En descendant la rue Saint Gervais, à Jonzac, les visiteurs remarquent l’importance de deux immeubles situés de part et d’autre de la rue. A gauche, le presbytère, un édifice de style « Empire » construit en 1870 ; à droite, un bâtiment dont la façade imposante laisse imaginer que nous sommes en présence d’une importante demeure. C’est la Maison de retraite rattachée au Centre hospitalier*. Une petite plaque, abîmée par le temps, située à l’entrée de la résidence, rappelle que l’édifice est un don de la famille Gauron-Larquier.
La dernière occupante de cette demeure fut Lucile Larquier-Gauron. Dernière représentante d’une vieille famille jonzacaise, elle reçut cette grande maison de ses parents, le Dr Camille Gauron et Mme Gabrielle Gauron née Fournier qui, elle-même, la tenait de ses parents. Ces derniers s’étaient enrichis au début du XIXème siècle en exerçant la profession de marchand-drapier à Jonzac.

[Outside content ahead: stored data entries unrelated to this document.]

PR #1380, opened 2022-01-14
new plugin callbackmon

archercreat:
Hello!
This is the new plugin that aims to find installed/removed/hooked callbacks in kernel. We've found that some rootkits directly modify underlying data structures with callbacks bypassing api hooks.
I've also added more informative output compared to rootkitmon.
`Module` : module name that contains callback function
`RVA` : address within the module
`ListName` : callback type
`Action` : removed/added/replaced

CC: @disaykin

### DIFF
--- a/configure.ac
+++ b/configure.ac
@@ -484,6 +484,16 @@ if test x$plugin_rootkitmon = xyes; then
   AC_DEFINE_UNQUOTED(ENABLE_PLUGIN_ROOTKITMON, 1, "")
 fi
 
+AC_ARG_ENABLE([plugin_callbackmon],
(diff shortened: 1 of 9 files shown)


tklengyel:

manorit2001:
Hi, could you also add a bit of documentation for this plugin? I think it'll really help the project a long way since the documentation part of the project isn't much focused on at this stage.

tklengyel:
Agree with @manorit2001, if you could add a small README.md into the plugin folder describing briefly its intended use and the output it produces that would be great. Otherwise LGTM.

Tous les membres de la famille Fournier-Gauron étaient de religion catholique. Confessant leur foi ardente en Jésus-Christ, ils étaient des membres actifs de la paroisse. Tous étaient engagés au service de l’Église en aidant les plus démunis et en participant aux financements des bonnes œuvres. Dans les années 1870, le Dr Gauron était devenu Président du Conseil de la Fabrique - l’antique Conseil économique paroissial - une puissante association qui gérait tous les biens de l’Église locale, l’église et le presbytère compris. Cette charge était généralement confiée à des paroissiens pratiquants qui pouvaient aider financièrement l’association en cas de difficultés passagères.

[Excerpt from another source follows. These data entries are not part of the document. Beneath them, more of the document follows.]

PR #1383, opened 2022-01-17
Make drakvuf_read_unicode interface similar to other drakvuf-* functions

disaykin:


tklengyel:

PR #530, opened 2021-06-26
Update Touch Screen calibration parameters

ils15:
Hi
Some users passes new touch calibration
please update config a file
thanks


rhapsodyv:
If calibration values are changing from users to users, it indicates that they have minor hardware differences that affect calibration (it’s very sensible).

So, instead of changing the values, consider that the best you can do is remove these default values and turn on auto save.

Then users will need to calibrate just once when boot and it will be saved in theirs eeprom.

rhapsodyv:
I had similar issues with x5sa config, and had to remove defaults.

ils15:
> I had similar issues with x5sa config, and had to remove defaults.

Robin ts35 has a problem in display when it starts Calibration process
I need to investigate if new marlin solved it, but in 2.0.8 I made a compilation without calibration and all users cannot calibrate printer using display (M995 only works when they plug and send gcode using pronterface)

rhapsodyv:
Calibration screen only shows up in the boot process if all calibration values are 0. Maybe there’s some dirty somewhere

PR #533, opened 2021-06-30
Fix default configs with 'BLTOUCH' and 'Z_MIN_ENDSTOP_INVERTING' => true

slowbro:
### Description

`BLTOUCH` requires `Z_MIN_ENDSTOP_INVERTING false` but some example configs have it set to 'true'

### Benefits

Fixes improper example configs.

### Related Issues

Mentioned in MarlinFirmware/Marlin#22272 and possibly elsewhere.


DavBfr:
Please update this one too:

https://github.com/MarlinFirmware/Configurations/blob/import-2.0.x/config/examples/Creality/CR-10%20V3/Configuration.h#L823

slowbro:
Thanks, added that, and some others that use the same pattern.

CRCinAU:
Thanks for lodging this - I just got hit by this yet again hahaha

PR #539, opened 2021-07-10
Fix Garbled Tevo Tornado Bootscreen

thisiskeithb:
### Description

Set correct bootscreen width to prevent a garbled bootscreen on the Tevo Tornado. I also removed the custom timeout since it was too short.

Lucile Gauron suivit ses études à l’Institution de la Sagesse à Jonzac, elle perdit son père alors qu’elle n’avait que 17 ans et sa mère lorsqu’elle atteignit l’âge de 27 ans. Comme ses parents, elle respectait scrupuleusement les préceptes de l’Église catholique. La cérémonie a eu lieu dans la chapelle de l’Institution de la Sagesse
A l’âge de 20 ans, elle épousa, en 1888, Fernand Larquier, originaire de Pimbert près d’Archiac. Le jeune homme était issu d’une famille honorablement connue ; il était le frère du Dr Paul Larquier, Maire d’Archiac, et le fils du Dr Pierre-Émile Larquier, Maire d’Arthenac et Conseiller Général d’Archiac. Cette famille, amie d’Émile Combes, avait épousé les idées républicaines à une époque où les tensions entre l’Église catholique et les républicains anticléricaux allaient se déchaîner. Pour sa part, Fernand Larquier avait fait de solides études ; docteur en droit et avocat, il allait devenir quelques années plus tard Procureur de la République à Mlle (79).

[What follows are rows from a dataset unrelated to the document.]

PR #541, opened 2021-07-14
Add TDK NTCG104LH104KT1 NTC100K Thermistor

thisiskeithb:
### Description

Motherboard thermistor used on the Ultimachine Einsy Rambo.

### Benefits

Einsy Rambo users will be able to monitor motherboard temps (once we figure out why temps aren't displaying correctly).

### Related Issues

Sister PR to https://github.com/MarlinFirmware/Marlin/pull/22350


slowbro:
Curious, why such a high number? Other things in the thousands seem to be 'variants' of other thermistors. I assume to make it stand apart since it would be generally only used on the mobo

thisiskeithb:
> Curious, why such a high number? Other things in the thousands seem to be 'variants' of other thermistors. I assume to make it stand apart since it would be generally only used on the mobo

It's what Prusa used in their firmware, so I went with that.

Les jeunes époux s’installèrent dans la Maison familiale, rue Saint Gervais ; leurs sensibilités philosophiques opposées en raison de leurs origines respectives n’altérèrent en rien leurs sentiments. Après la disparition brutale de ses parents, Lucile Larquier-Gauron, sans doute désemparée, trouva du réconfort auprès de son époux et se réfugia dans le secours de la prière. A deux pas de son domicile, l’église, régulièrement fréquentée, lui permit de garder l’espérance. Un événement heureux et mémorable allait combler de joie la jeune femme. Lors de l’inauguration du clocher de l’église, en 1854, une seule cloche avait été installée afin d’avertir les Jonzacais, lors des cérémonies religieuses. La décision fut prise d’en ajouter deux supplémentaires au sommet du clocher. La tradition dans l’église catholique est de bénir les cloches lors de leur installation et de désigner un parrain et une marraine.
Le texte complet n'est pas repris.